Publié le 18 juin 2008 par Hoplite

 « Bien des erreurs furent commises et tout particulièrement l’expédition de Sicile. Pourtant s’il y eut faute dans cette affaire, ce fut moins parce qu’on avait sous-estimé l’adversaire auquel on s’attaquait, que parce que les hommes qui avaient fait partir cette expédition se rendaient mal compte des moyens qu’il fallait mettre à sa disposition. Tout occupés à s’entre déchirer dans la compétition engagée dans la direction du peuple, ils affaiblirent le corps expéditionnaire et provoquèrent dans la cité même les premiers troubles politiques. (…) Athènes ne succomba que lorsqu’elle se fut épuisée dans les discordes intérieures. »

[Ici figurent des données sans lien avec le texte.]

PR #647, opened 2015-07-02
Fix location info issues

### LINKED ISSUE #643: Crosshair is to true too often
If you connect to application: http://devv3.geoportail.lu/main/wsgi/theme/main
And then open the info panel by clicking on the info button in the bottom left bar. A "crosshair=true" parameter is added to the url. If you copy this url and paste it in a new tab, you'll see a marker in the map.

Thucydide, La guerre du Péloponnèse. II, 65, 12-13.


 

L’offensive des communistes du Vietcong, puissamment armés et encadrés par les communistes Soviétiques et Chinois, durant les fêtes du Têt fin janvier 1968 sont un tournant de la guerre par procuration que se livrèrent Américains et communistes au Vietnam.

Dans la nuit du 30 au 31 janvier 68, des milliers de Vietcong vont envahir le sud Vietnam et attaquer les principaux centres civils militaires Américains et sud vietnamiens, en particulier, Saigon, Hué et Khesanh qui sont devenus des symboles de la contre offensive victorieuse que vont mener les troupes américaines.

En quelques semaines en effet, les troupes nord vietnamiennes, malgré une lutte à mort, maison par maison dans les ruines de Saigon ou Hué, vont être écrasées lors de la contre-attaque américaine qui obligea cette armée surpuissante, prototype de l’armée occidentale recherchant un affrontement direct, bref et meurtrier, à pratiquer la guérilla urbaine et à débusquer un par un des snipers Vietcong bien équipés et entraînés.

Alors que la télévision américaine multipliait les images d’atrocités et les interviews de marines écoeurés, le silence était presque total sur les innocents massacrés par les communistes Vietcong. Et il était encore moins question de souligner – ou dire simplement- l’ampleur de la victoire militaire de l’armée américaine. A Hué, ancienne cité impériale, au prix de pertes faibles (150 morts), les américains réussirent à chasser 10000 hommes d’un centre urbain fortifié, alors qu’ils avaient été surpris et qu’ils étaient inférieurs en nombre.

Le massacre de 6000 hommes et femmes (fonctionnaires, militaires, médecins, prêtres et enseignants) raflés et exécutés systématiquement (coup de pioche ou revolver) par les communistes dés leur entrée à Hué ne fit jamais les gros titres de la presse américaine.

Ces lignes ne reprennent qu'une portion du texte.